Friday, May 24, 2013

Cockroaches Evolving to Avoid Traps


Cockroach



 Roaches that are  more than usually hard to trap may be a variety that find sugar doesn't taste quite so sweet as bait anymore, a study suggests. Most cockroach baits cover poison in a layer of glucose or, basically, sugar. Some mutant German roaches, the most common species of pest found in houses, apartments, restaurants and hotels, now taste glucose as bitter, researchers said today in a study released in the journal Science. This change in palate enables them to avoid traps. A step in cockroach evolution that has scientists fascinated.

The scientists collected 19 roach populations, mostly from the US and Puerto Rico, to look at how common the glucose- spurning had become. They found seven populations that had the taste trait, said Coby Schal, a study author and a professor of entomology at North Carolina State University in Raleigh. He expects the numbers would have been higher had his group asked exterminators to send sample roaches from infestations that had been difficult to control by ordinary means.

 
"It's very important, in terms of effective pest control," Mr Schal said in a telephone interview. "It's not trivial. It's out there."
It is, in fact, necessary for our health and quality of living to control roaches and other disease spreading insects that infest buildings with huge populations. An infestation can get completely out of control.
Glucose is a popular ingredient in poisonous baits, the study authors wrote. In normal German cockroaches, the glucose creates responses in the sugar neurons. In the mutant roaches, the glucose triggers the bitter taste bud receptors, prompting the insects to avoid the sugar.
The mutant roaches didn't stay away from all sugars. They would still eat fructose (fruit sugar). And they paid a price for their modified diet: they grew more slowly than glucose-chomping brethren.

Using fructose as a bait has drawbacks. Regular high-fructose corn syrup is 40 to 50 percent glucose, Mr Schal said. Refined high fructose corn syrup, which is 90 percent fructose, is more expensive, he said. Other foods cockroaches like, such as tuna fish, can be substituted for glucose as a bait to combat the mutant taste populations. The tradeoff is the smell of tuna in the house, Mr Schal said.
"It's always a compromise in formulating baits," he said.
Peanut butter has served as a good short-term bait solution, as roaches are attracted to the food and it doesn't require glucose to be effective, he said.

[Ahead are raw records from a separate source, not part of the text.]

PR #689, opened 2019-07-22
Field report changes

batpad:
This implements the field report changes as per the new design:

It reorganizes the fields into 4 steps as per the design, and matches the layout to the new design.

We should ideally merge this as is after a bit of testing.

What is remaining:

 - Add new fields: Start Date + Additional Contact field
 - Display fields and labels conditionally based on Field Report status

^ I would rather work on these in a separate pull request.

cc @mankamolnar


batpad:
Just fixing the lint issues ..

batpad:
@szabozoltan69 this is a very big PR that makes many big changes to the field report form. If you have the time, can I ask you to pull this branch and just test the field report functionality that it seems to work okay according to you? Then we can merge to `develop` and ask others to also test while I work on the more advanced changes.

szabozoltan69:
Thanks for the "dont throw error if both title and Event link are filled" fix, @batpad .
We could now merge if you agree.

PR #714, opened 2019-07-24
Feature/ui prep styling

batpad:


batpad:
Cleans up and makes consistent some styling on the Country -> Preparedness section

cc @mankamolnar

PR #717, opened 2019-07-24
Field report fields: add Other source and start_date

batpad:
Adds start_date and "Other" source.

It would be nice to give this a bit of a thorough test before merging. @szabozoltan69 if you are able to test this and it works, please feel free to merge, otherwise I will give it a look again in the morning.


szabozoltan69:
A few minutes, I am on it...

PR #720, opened 2019-07-25
Adds field for Contact - Phone to Field Report

batpad:
cc @szabozoltan69 

If you are able to do a quick check and merge, hopefully @mmusori can test further -- this adds the "Phone Number" field to the Contact info on the Field Report.

I will make the other changes mentioned in the document now / bringing text in line with Invision, etc.


szabozoltan69:
Ok, but backend side I have to deploy the merged master branch; but I shall be ready in minutes.

PR #736, opened 2019-07-30
Creates tab component for countries page

necoline:
The tabs use react-tabs to replace the sticky page nav. 

The page loads with the first tab displayed unless otherwise specified in the url.

All tabs are displayed. The conditional display of content was moved from the menu to the content panel. If there is no data, an panel will display a message of 'coming soon'.

This error panel is held in a separate component with other common components

Since this data is not being changed, the tab details were moved outside of the class and stored as an enum. 

A separate scss file was created to style the tabs.


szabozoltan69:
Hi Guys,
 I made the "tabs" branch mergeable with develop. There were some conflicts, so I could make some mistakes, mainly concerning the countries.js script, which were some news from non-tabs side also. Check it please.

PR #747, opened 2019-08-02
Account for no regions

danielfdsilva:


szabozoltan69:
(Otherwise region == 0 is for African region, which is a strange thing – but this is the situation.)

Issue #1381, opened 2026-01-04
OpenBSD: unable to compile


jan-schreib:
**Describe the bug**
Compilation on OpenBSD fails

**To Reproduce**
1. Use OpenBSD
2. Clone the repo
3. Compile with `cargo build`

**Expected behavior**
Compilation succeeds.

**Desktop (please complete the following information):**
OpenBSD hostname 7.8 GENERIC.MP#192 amd64

**Additional context**
Another issue is sysctl-rs - it currently also does not work on OpenBSD.
I opened an [additional PR](https://github.com/johalun/sysctl-rs/pull/73). If the changes get merged the compilation on OpenBSD only fails because of
a TCPKeepalive issue.

houseme:
Hello, regarding the improvements to removing `sysctl` and the reasons and benefits behind it, I hope to get a more detailed explanation from the authors of the issues and PRs. Specifically, I would like to understand why such changes were made and the actual benefits these changes bring to users of the OpenBSD platform. Looking forward to your reply. 

@jan-schreib

jan-schreib:
@houseme 

One reason for the removal was the single use of the library in total in the project. I don't think a single use, especially one that breaks build for an operating system, is justified. The benefits of outsourcing this functionality are minimal and are a wrapper above another wrapper.

My changes use a widely used library directly, while sysctl-rs is (according to github and their release cycle) less used.

So the benefits I see:
1. less dependencies
2. support for more operating systems (since `sysctl` is everywhere, while `sysctlbyname` and `sysctlnametomib` are not)

It introduces a single unsafe call which is otherwise just extracted into it's own library - so no real loss there, imho.

Making rustfs work with sysctl-rs is possible (see my upstream PR) but needs very invasive changes since it's not tested nor supported on e.g. OpenBSD, yet.

jan-schreib:
With all the fixes now applied (#1358 #1360 #1382 #1396) I can finally report that rustfs not compiles and runs (without webinterface) on OpenBSD! 

@loverustfs Feel free to close this issue as soon as you see fit.

houseme:
[...]

PR #1396, opened 2026-01-05
Remove the sysctl crate and use libc's sysctl call interface

jan-schreib:
## Type of Change
- [ ] New Feature
- [ ] Bug Fix
- [ ] Documentation
- [ ] Performance Improvement
- [ ] Test/CI
- [x] Refactor
- [x] Other: Dependency reduction

## Related Issues
#1381 
## Summary of Changes
The crate sysctl-rs is used only in http.rs, importing a whole crate for this seems a bit like overkill.
I added an unsafe block to execute the necessary sysctl commands directly. The old way always returned DEFAULT_BACKLOG for at least OpenBSD. On FreeBSD the "kern.ipc.somaxconn" is deprecated and only kept for backward compatibily reasons. The libc crate does not use the new variant "kern.ipc.soacceptqueue".
MacOS and NetBSD share the same sysctl name and behaved like expected.

The new code uses the correct sysctl names, checks the return value of sysctl and returns the default value of 1024 in case an error happened. If everything worked the operating systems returned value is used. Libc is now available in the rustfs workspace.

## Checklist

## Impact
- [ ] Other impact:

## Additional Notes
This 25 line function removes the sysctl-rs dependency and also makes it usable on OpenBSD without a pretty invasive patch to sysctl-rs.

Compiled and tested on FreeBSD, OpenBSD and MacOS.

The sysctl-rs library used the same libc functions that need to be wrapped in unsafe. I don't think its too dangerous to rely on libc in this regard.

---

### DIFF
--- a/rustfs/Cargo.toml
+++ b/rustfs/Cargo.toml
@@ -125,7 +125,7 @@ url = { workspace = true }
 urlencoding = { workspace = true }
 uuid = { workspace = true }
 zip = { workspace = true }
-libc = { workspace = true}
+libc = { workspace = true }
 
 # Observability and Metrics
 metrics = { workspace = true }
--- a/rustfs/src/server/http.rs
+++ b/rustfs/src/server/http.rs
@@ -750,10 +750,10 @@ fn get_conn_queue_len() -> i32 {
     const DEFAULT_BACKLOG: i32 = 1024;
 
     #[cfg(target_os = "openbsd")]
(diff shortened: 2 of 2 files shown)


houseme:
We look forward to you providing a more elegant and secure implementation solution. Thank you for your continued efforts, and we await your update.

jan-schreib:
> We look forward to you providing a more elegant and secure implementation solution. Thank you for your continued efforts, and we await your update.

What do you mean with a more secure implementation? Do you have something in mind?

PR #1498, opened 2026-01-13
In the PVC definition, skip the storageClassName attr if null/empty

arthurdarcet:
## Type of Change
- [ ] New Feature
- [*] Bug Fix
- [ ] Documentation
- [ ] Performance Improvement
- [ ] Test/CI
- [ ] Refactor
- [ ] Other:

## Summary of Changes
Without this, setting the class name to null/empty would:
- at first install, it create a pvc with no storage class, and the cluster will use the default class (which is what i want)
- but at the next upgrade, it will try to apply `storageClassName=""` again, and that will conflict with the `storageClassName=my-default-class` that was added by the storage operator ; and the upgrade will fail

## Checklist
- [*] I have read and followed the [CONTRIBUTING.md](CONTRIBUTING.md) guidelines

## Impact
- [ ] Other impact:

### DIFF
--- a/crates/ecstore/src/store.rs
+++ b/crates/ecstore/src/store.rs
@@ -1825,16 +1825,16 @@ impl StorageAPI for ECStore {
             if self.is_suspended(pool.pool_idx).await {
                 continue;
             }
-            match pool
+            return match pool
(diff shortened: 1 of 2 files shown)


majinghe:
@arthurdarcet Thanks for your contribution.

/LGTM

/cc @houseme @loverustfs

Issue #1505, opened 2026-01-14
RustFS client possible bug


river-001:
https://github.com/rustfs/rustfs/blob/68c5c0b834a2656ad93a1101c560ba8e58d2030f/crates/ecstore/src/client/api_put_object_common.rs#L93
This line of code may need to add the ceil function:
part_size_flt = (part_size_flt / configured_part_size as f64).ceil() * configured_part_size as f64;

But I'm not sure, hope it helps

loverustfs:
Hello @river-001 ,


Thank you for your feedback and suggestions! I understand the issue you raised regarding the calculation of `part_size_flt` and will take your suggestions into serious consideration. I will check the relevant code as soon as possible and try to add the `ceil` function to address this problem. If further assistance or discussion is needed, please let me know anytime. Looking forward to your reply, thank you!

river-001:
OK, I'll give it a try.

bytehalo-infra:
https://github.com/rustfs/rustfs/pull/1532
This is my merge, please take a look when you have time.

loverustfs:
Hi @mengyu-sxyz ,

Thank you for your contribution.

Copilot provided some suggested modifications:

https://github.com/rustfs/rustfs/pull/1532

bytehalo-infra:
Okay, I have optimized the code based on the AI's suggestions.

bytehalo-infra:
Solved
https://github.com/rustfs/rustfs/pull/1532

loverustfs:
Ok, i'll close this issue.

Thank you very much.

PR #1532, opened 2026-01-16
fix: improve part size calculation in optimal_part_info function

mengyu-sxyz:
## Type of Change
- [ ] New Feature
- [x] Bug Fix
- [ ] Documentation
- [ ] Performance Improvement
- [ ] Test/CI
- [ ] Refactor
- [ ] Other:

## Related Issues

#1505

## Bug Description

**Issue 1: Ineffective Floating-Point Calculation (Line 93)**

The expression `(part_size_flt / configured_part_size as f64) * configured_part_size as f64` performs floating-point division followed by multiplication, which mathematically equals the original value without any rounding effect. The original intent was to round up `part_size_flt` to the nearest multiple of `MIN_PART_SIZE`, but this implementation fails to achieve that goal.

**Issue 2: Integer Division Precision Loss (Line 92)**

The calculation `object_size / MAX_PARTS_COUNT` uses integer division, which truncates the fractional part. This can result in a part size that is too small, potentially causing the actual number of parts to exceed `MAX_PARTS_COUNT` when dividing the total object size.

**Issue 3: Missing Minimum Value Protection**

When `object_size / MAX_PARTS_COUNT` is less than `MIN_PART_SIZE`, the code fails to enforce the minimum part size constraint. This could lead to part sizes below the allowed minimum threshold of 16 MiB (or 5 MiB absolute minimum).

## Summary

These bugs could cause the multipart upload logic to:
- Generate part sizes that don't align with expected boundaries
- Create more parts than the maximum allowed (10,000 parts)
- Use part sizes smaller than the minimum required size

The fix addresses all three issues by using proper floating-point arithmetic with ceiling operations and explicit minimum value enforcement.

## Checklist
- [x] Documentation updated (if needed)
- [x] CI/CD passed (if applicable)

## Impact
- [ ] Other impact:

## Additional Notes

---

### DIFF
--- a/Cargo.lock
+++ b/Cargo.lock
@@ -7148,6 +7148,7 @@ dependencies = [
  "anyhow",
  "async-trait",
  "futures",
+ "http 1.4.0",
  "rustfs-common",
  "rustfs-config",
  "rustfs-ecstore",
--- a/crates/heal/Cargo.toml
+++ b/crates/heal/Cargo.toml
@@ -49,3 +49,4 @@ serial_test = { workspace = true }
 tracing-subscriber = { workspace = true }
 tempfile = { workspace = true }
 walkdir = { workspace = true }
+http = { workspace = true }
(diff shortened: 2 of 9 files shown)


LeonWang0735:
LGTM

PR #1594, opened 2026-01-23
Fix/correctly handle compression

LeonWang0735:
## Type of Change
- [ ] New Feature
- [x] Bug Fix
- [ ] Documentation
- [ ] Performance Improvement
- [ ] Test/CI
- [ ] Refactor
- [ ] Other:

## Related Issues

RELATE #1668

## Summary of Changes

When an object is compressed, compression and actual-size metadata were only set in the metadata HashMap but not synchronized to opts.user_defined. This caused compression metadata to be lost when saving object metadata, leading to:
- is_compressed() failing to identify compressed objects
- is_compressed_ok() failing to identify compressed objects which cause get_object unable to decompress to the original file

This fix ensures compression metadata is properly synchronized to opts.user_defined so it can be correctly persisted and retrieved.
## Checklist

### DIFF
--- a/.github/s3tests/s3tests.conf
+++ b/.github/s3tests/s3tests.conf
@@ -120,7 +120,11 @@ secret_key = ${S3_ALT_SECRET_KEY}
 display_name = RustFS Tenant Tester
 
 # tenant user_id
-user_id = rustfstenant
+# Note: Using same user_id as main to avoid teardown failures.
+# RustFS does not currently support multi-tenancy, so the tenant client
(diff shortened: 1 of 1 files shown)


overtrue:
Suggestion: cache `CompressionAlgorithm::default()` in a local variable to avoid calling it twice and keep the value consistent if the default ever changes. e.g. `let algorithm = CompressionAlgorithm::default();` then use `algorithm.to_string()` and `CompressReader::new(hrd, algorithm)`.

Insects are evolving and adapting to their world more rapidly than we can kill them. Sadly, other species in the world can't do the same.  Humanity is destroying the network of living things that comprise our life support system. While this sawing-through-the-branch-we’re-perched-on is largely unintentional, world leaders can’t say they didn’t know what’s been happening: 123 countries promised to take urgent action in 2003 but have done little to stem the rising tide of extinctions in what’s known as the extinction or biodiversity crisis.

Species are going extinct at 1,000 times their natural pace due to human activity, recent science has documented, with 35 to 40 species vanishing each day, never to be seen again. But cockroaches adapt and come back stronger than ever. Perhaps someday it will be a planet solely of cockroaches. I hope their politicians are not as foolish as ours.